I've been using a a pair of Channellock 957's for a while now and really like them. My only wish is for them to start making a model that can do #8.


----------



## MDShunk (Jan 7, 2007)

The trick with the T-strippers is to take out that Torx head screw, squeeze it in your line pliers to burr up the threads, then put it back in. Seems to never back out again or get tight again. The screw stays where you put it.


----------



## 360max (Jun 10, 2011)

best strippers I have ever owned


----------



## bthesparky (Jan 23, 2009)

360max said:


> best strippers I have ever owned


I use the same for about 5 years now without problems. Had an issue with pivot pin coming out used thread lock and fixed.


----------



## HARRY304E (Sep 15, 2010)

NoSparkSparky said:


> Everytime I cut a #10 wire with my klien strippers they lock up.. then its time to break out the alan wrenches and fix it... but they are never the same again..
> 
> my coworker acts like Im asking too much.. he says he never uses his strippers to snip wires...
> 
> ...


Get your self a pair of these and you will never have a problem just get some practice with them first so that you can get a feel for them..

Take the nut and screw out and throw them away.

http://www.acetoolonline.com/Klein-1003-Wire-Stripper-Cutter-w-o-Spring-p/kle-1003.htm


----------



## SteveO. (Oct 17, 2011)

360max said:


> best strippers I have ever owned


Thats what I use too and I love them.


----------



## case320 (Mar 4, 2009)

I have used craftsman #82543 for about ten years.
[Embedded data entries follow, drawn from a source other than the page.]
PR #405, opened 2019-08-09
Fix cilium-health port description.

nirmoy:
ICMP has no port.


flavio:
@nkoranova you can merge it

PR #407, opened 2019-08-09
Remove comment character in from of the heading

### LINKED ISSUE #371: [doc] 2  Cluster management
This is empty.

2  Cluster management

https://susedoc.github.io/doc-caasp/beta/caasp-admin/single-html/#_cluster_management

bergmannf:
`= Cluster management` heading was starting with a comment.

Fixes #371

### DIFF
--- a/adoc/admin-cluster-management.adoc
+++ b/adoc/admin-cluster-management.adoc
@@ -1,4 +1,4 @@
-//= Cluster Management
+= Cluster Management
 
 Cluster management refers to several processes in the life cycle of a cluster and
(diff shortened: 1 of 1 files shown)


nkoranova:
> `= Cluster management` heading was starting with a comment.
> 
> Fixes #371

That heading was supposed to be commented out (it's a long story, but essentially the only way I found out for the document structure to look ok and build - don't ask). What is actually missing is the other slash to have it properly commented out and it's already in the code, https://github.com/SUSE/doc-caasp/blob/beta/adoc/admin-cluster-management.adoc 
I just have to find out why the build docs haven't changed - that should happen automatically.

Issue #390, opened 2019-07-30
[doc] 3.1.3.1.1  Configuring The Load Balancer


rdannert:
3.1.3.1.1  Configuring The Load Balancer

https://susedoc.github.io/doc-caasp/beta/caasp-deployment/single-html/#_configuring_the_load_balancer

the example nginx.conf used doesn't include configuration options for gangway and dex
as mentioned in the paragraph preceding this one

"It also needs access to Gangway port 32001 and Dex port 32000 on all master and worker nodes in the cluster for RBAC authentication."

these options should be included in the nginx.conf example:

        server {
              listen 32000;
              proxy_pass $upstream;
        }
        server {
              listen 32001;
              proxy_pass $upstream;
        }

jordimassaguerpla:
@kravciak @lcavajani can you confirm we need this configuration?

suseclee:
Working from feature squad: https://github.com/SUSE/avant-garde/issues/762

jordimassaguerpla:
@suseclee Can you provide a PR to doc-caasp?

jordimassaguerpla:
> Working from feature squad: [SUSE/avant-garde#762](https://github.com/SUSE/avant-garde/issues/762)

thanks for picking this one.

PR #418, opened 2019-08-16
Add Dex and gangway ports in cluster load balancer

suseclee:
The example nginx.conf doesn't include configuration options for gangway and dex
as mentioned in the paragraph preceding this one

"It also needs access to Gangway port 32001 and Dex port 32000 on all master and worker nodes in the cluster for RBAC authentication."

Issue: https://github.com/SUSE/doc-caasp/issues/390 

Local nginx LB with this doc was tested and the detailed info was described in https://confluence.suse.com/display/~clee/LB+Skuba+Setup+Doc

### DIFF
--- a/adoc/deployment-loadbalancer.adoc
+++ b/adoc/deployment-loadbalancer.adoc
@@ -101,7 +101,7 @@ stream {
 so the same client will always be redirected to the same server except if this
 server is unavailable.
 <2> Replace the individual `masterXX` with the IP/FQDN of your actual master nodes (one entry each) in the `upstream k8s-masters` section.
-<3> Dex port 32000 and Gangway port 32001 must be accessible through the load balancer for RBAC authentication.
+<3> Dex port 32000 and Gangway port 32001 must be accessible through the load balancer for RBAC authentication
 . Configure `firewalld` to open up port `6443`. As root, run:
 +
 [source,bash]
--- a/adoc/deployment-loadbalancer.adoc
+++ b/adoc/deployment-loadbalancer.adoc
@@ -70,17 +70,46 @@ stream {
         proxy_timeout 3s;
         proxy_pass k8s-masters;
     }
+
+    upstream dex-backends {
+        #hash $remote_addr consistent; // <1>
+        server master00:32000 weight=1 max_fails=1; // <2>
+        server master01:32000 weight=1 max_fails=1;
+        server master02:32000 weight=1 max_fails=1;
+    }
+    server {
+        listen 32000;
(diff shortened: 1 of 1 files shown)


adoc/deployment-loadbalancer.adoc
```diff
@@ -70,17 +70,31 @@ stream {
         proxy_timeout 3s;
         proxy_pass k8s-masters;
     }
+
+    server {
+      listen 32000; // <3>
+      proxy_pass master00:32000; // <2>
```
innobead: Gangway and Dex are exported by NodePort, they are able to access from all nodes. I would suggest to use the same settings as API server as example.

cc @jenting

suseclee: I changed settings for Dex and Gangway. 
@innobead Thanks for the code review.

innobead: This is not I suggested :) 

Like we discussed, you just need to create similar settings of k8s-masters for dex-backends and gangway-backends, then use the correct port (32000, 32001).

jenting: If `master00` down, is dex + gangway still accessible?

suseclee: Somehow, accidentally I rolled back to old version. 
I reverted back to new version.

innobead:
@nkoranova please help merge, thanks!

adoc/deployment-loadbalancer.adoc
```diff
@@ -70,17 +70,49 @@ stream {
...
+        proxy_timeout 3s;
+        proxy_pass gangway-backends; // <3>
+    }
 }
 ----
 <1> **Note:** To enable session persistence, uncomment the `hash` option
 so the same client will always be redirected to the same server except if this
 server is unavailable.
 <2> Replace the individual `masterXX` with the IP/FQDN of your actual master nodes (one entry each) in the `upstream k8s-masters` section.
+<3> Dex port 32000 and Gangway port 32001 need to access througth the load balancer for RBAC authentication
```
nkoranova: I don't quite understand this sentence. :) Perhaps "The Dex port (32000) and the Gangway port (32001) must be accessed through the RBAC load balancer's authentication"?

danielorf: I'd recommend something like:  "Dex port 32000 and Gangway port 32001 must be accessible through the load balancer for RBAC authentication"

The import part being that dex and gangway need to be reachable outside the cluster because the user needs these services to authenticate.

Love em. No probems with em locking up. I have traded them in a few times after I have cut wires that I was in a hurry and forgot to check for power first. They are easy to cut multiple wires with.


----------



## svh19044 (Jul 1, 2008)

Supposedly the new Milwaukee strippers are extremely stout in comparison to others.


----------



## french connection!! (Dec 13, 2007)

first thing I do with klein is to remove the locking device .


----------



## MDShunk (Jan 7, 2007)

french connection!! said:


> first thing I do with klein is to remove the locking device .


The first thing I do is remove the spring. The first time I had one pop out on me, I realized how potentially dangerous that could be some day.


----------



## chrisfnl (Sep 13, 2010)

I was going to echo the channel lock strippers... I've been happy with mine.. and the price is extremely right...


----------



## Electrical Student (Jun 6, 2011)

I have the small and large Ideals. 1 is spring loded and the others your standard stripper. I have never had an issue with either. I have been pondreing replacing them due tue general ware but i guess I have been fortunate to have no issues with either.


----------



## erics37 (May 7, 2009)

360max said:


> best strippers I have ever owned


I have used those for a while too but I have the same problem as the OP described. After I cut even one 6-32 in the little threaded screw cutter hole, the strippers are f**ked up from there on out.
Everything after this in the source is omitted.